The Flash Storage Revolution: Part II


In the previous entry on this ongoing series covering the flash storage revolution, I concluded that flash is now an essential part of enterprise storage. But its value proposition is hinged on high utilization. High utilization cannot be sustained without efficient auto-tiering or accurate cache sizing for flash-based cache.

This article will describe the theory behind optimal cache sizing.  Practical guidance will follow in part three, the last entry in this series. I will again lean heavily on Denis Vilfort’s presentation that I offer for download on my blog.

Every performance discussion starts with an “it depends”.  I will kick off this discussion on the characteristic on which flash sizing depends: skew (a topic I discussed once before). Skew is the degree to which different environments will touch different amounts of data. High skew environments will access 1% of their data 80% of the time. Low skew environments will access up to 10% of their data 80% of the time. This is depicted in the following picture.

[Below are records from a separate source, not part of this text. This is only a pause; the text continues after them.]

PR #897, opened 2022-08-02
feat(sidebar): [BACK-1547] Select future dates in “Scheduled in future” section in Prospecting

nina-py:
## Goal

- Added a date picker and a wrapper component for the sidebar - the wrapper holds the sidebar
heading and also the styles that makes it sticky as you scroll down.

- Updated ScheduleSummaryConnector so that it accepts a DateTime (luxon) date format instead of
YYYY-MM-DD.

- Added and updated tests.

- Added small styling/copy tweaks.

## Todos

- [x] Fix newly introduced bugs. Bug number 1: "No results" no longer appears. Fixed, also updated copy to "No stories have been scheduled for this date yet."
- [x] Bug number 2 - scheduling a prospect for the date shown in the sidebar does not update the sidebar.
- [x] Tweak UI - the syndicated split heading needs work, I think - updated to say "X stories, Y syndicated" and removed colour. Increased main heading font size.
- [x] Update and add unit tests - some functionality has been moved around and we have two more components that need tests. Note one test is in `todo` mode - progress on this test is tracked in ticket 1534 (I won't link it here or JIRA will automatically resolve it on merging this PR).

## Video walkthrough

On Slack: https://pocket.slack.com/archives/CTLKW5WCF/p1659524117047119?thread_ts=1659432309.260269&cid=CTLKW5WCF

## Reference

https://getpocket.atlassian.net/browse/BACK-1547


jpetto (approved):
lgtm! will defer to herraj's review though.

src/curated-corpus/components/ScheduleSummaryConnector/ScheduleSummaryConnector.tsx
```diff
@@ -112,19 +108,23 @@ export const ScheduleSummaryConnector: React.FC<
...
       {data && data.getScheduledCorpusItems[0]?.items.length > 0 && (
         <>
           <Typography className={classes.heading} variant="h4">
-            ({data.getScheduledCorpusItems[0]?.syndicatedCount}/
-            {data.getScheduledCorpusItems[0]?.totalCount} syndicated)
+            {data.getScheduledCorpusItems[0]?.totalCount}{' '}
+            {data.getScheduledCorpusItems[0]?.totalCount === 1
+              ? 'story'
+              : 'stories'}
+            , {data.getScheduledCorpusItems[0]?.syndicatedCount} syndicated
```
Herraj, line 127: Should we pull out these conditions into separate variables and put them above the `render()`? I think it would help a bit with readability

src/curated-corpus/components/SidebarWrapper/SidebarWrapper.styles.tsx
```diff
@@ -0,0 +1,18 @@
...
+export const useStyles = makeStyles((theme: Theme) =>
+  createStyles({
+    root: {
+      background: 'white',
+      position: 'sticky',
+      top: 0,
+      bottom: 0,
+      paddingTop: '0.5rem',
+      paddingBottom: '0.5rem',
+      zIndex: 5,
```
Herraj, line 15: That's an oddly specific `z-index` 😄 do we have other DOM elements that have a z-index higher than 0 or 1?

Herraj (approved):
Looks good!

src/curated-corpus/components/ScheduleSummaryConnector/ScheduleSummaryConnector.tsx
nina-py: @Herraj, it would help with readability in the component, but the vars would have to go into `onCompleted` as they'd be undefined without data being resolved first, and then TypeScript complains that they need a value anyway before that if they go into the component, so +4 lines of code to improve readability here. I was thinking about a follow-up PR but decided to leave as is for now.

src/curated-corpus/components/SidebarWrapper/SidebarWrapper.styles.tsx
nina-py: I don't think so, not on this page anyway. I think the `5` was lifted straight out of whatever StackOverflow example I was modifying to my use case - traditionally you'd set `z-index` to 100 or 1000 to make sure it's definitely on top of everything else on the page :)

PR #907, opened 2022-08-07
chore(tests): [BACK-1532] Add unit tests for RemoveItemFromScheduledSurfaceModal component

Herraj:
## Goal

- Add an unit test for `RemoveItemFromScheduledSurfaceModal` component
- Abstract the test approved corpus item object and replace the hardcoded ones in existing tests

Tickets:

- [BACK-1532]

[BACK-1532]: https://getpocket.atlassian.net/browse/BACK-1532?atlOrigin=eyJpIjoiNWRkNTljNzYxNjVmNDY3MDlhMDU5Y2ZhYzA5YTRkZjUiLCJwIjoiZ2l0aHViLWNvbS1KU1cifQ


src/curated-corpus/components/RemoveItemFromScheduledSurfaceModal/RemoveItemFromScheduledSurfaceModal.test.tsx
```diff
@@ -0,0 +1,42 @@
...
+      />
+    );
+
+    // fetching the modal heading and asserting it renders
+    expect(
+      screen.getByText(/remove this item from this scheduled surface/i)
+    ).toBeInTheDocument();
+
+    // fetching the form rendered within this modal by the form's title and asserting it gets rendered
+    expect(screen.getByText(item.approvedItem.title)).toBeInTheDocument();
```
Herraj, line 40: Once again disappointed with react-testing-library. I wanted to fetch the form that is rendered within this modal, using `getByRole()`, which is the correct way to do it. But, the testing library is unable to fetch it. I think it might be nested dom element problem?

In the screenshot below you can see the `<form ...` element is rendered with the correct properties but the testing library fails to fetch it.

Screen Shot 2022-08-07 at 5 35 59 PM

nina-py: Try dropping the `name` attribute on the query. It works for me - the modal is only pulling up one form, so it's not necessary here:

```typescript
const form = screen.getByRole('form');
expect(form).toBeInTheDocument();
```

nina-py (changes requested):
Now that we can get the form, let's add more tests to make sure the functions passed to the modal get executed on pressing form buttons as it's done in other `...Modal` component unit tests.

src/curated-corpus/helpers/approvedItem.ts
```diff
@@ -0,0 +1,42 @@
...
+ * @returns Returns a test object of type ApprovedCorpusItem
+ */
+export const getTestApprovedItem = (
+  options?: Partial<ApprovedCorpusItem>
+): ApprovedCorpusItem => {
+  return {
+    ...approvedCorpusItem,
+    ...options,
+  };
+};
```
nina-py, line 42: 👍 for abstracting this out!

nina-py (approved):

PR #910, opened 2022-08-09
feat(corpus): [BACK-1490] Create a corpus item's full details page

nina-py:
## Goal

Create a brand new page for individual corpus items. This first phase is a "view only" mode, although scaffolding has been added for action buttons to the page.

## Todos

- [x] Add routing for the new page (/curated-corpus/corpus/item/:id/)
- [x] Add a query + generated code to retrieve a corpus item by its
external ID.
- [x] Add scaffolding code for the page and two proposed components (main info + schedule history in the sidebar).
- [x] Flesh out the two layout components
- [x] Add unit tests for the two layout components
- [x] Add a link to each corpus item page from the main Corpus page.
- [ ] Add integration tests for the page - to be done in a follow-up PR to unblock other tickets that need this page to exist.

## Screenshots

Link to item page:

corpus-item-link

First pass on the item page UI (we can refine it later as we add actions, etc.):

curated-item-page

## Reference

Tickets:

- https://getpocket.atlassian.net/browse/BACK-1490

PR #911, opened 2022-08-09
chore(refactor): split schedule history component into two, split tests as well

Herraj:
## Goal

Split `ScheduleHistory` component and create a `ScheduleHistoryEntries` component that only contains the entries / visuals. The logic and state management stays in `ScheduleHistory` component.


nina-py (approved):
🔥 🍐 
This will allow me to reuse the layout component in #910 for the sidebar, thank you @Herraj!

Cache, flash or otherwise, can be thought of as a FIFO for data. As your users interact with their applications, they generate new data and touch old data. This places new blocks at the head of the flash FIFO, keeping them in SSD cache for a longer period of time. These blocks remain in that cache until newer data pushes it out of this logical FIFO.

Skew is a somewhat abstruse concept. But it is more easily understood when you think of it as a data cooling rate. The rate at which applications touch data can be described as cooling. High skew environments have high cooling rates, because the applications are spending most time on a little data.  This means a great deal of data becomes lightly used, or cool. Low skew environments have low cooling rates, because they frequently touch more data, keeping it warm. The following figure shows cooling in action.

At some rate–which we are leaving purely theoretical at this point–applications slough off a certain amount of data into the rarely used, or “cool”, category. This information should fall out of the flash FIFO and be relegated to lower cost storage. The above figure shows that data centers with a low cooling rate of 1.4% will take 120 days for 80% of their data to become cool. This means slowly cooling environments need larger flash-backed cache.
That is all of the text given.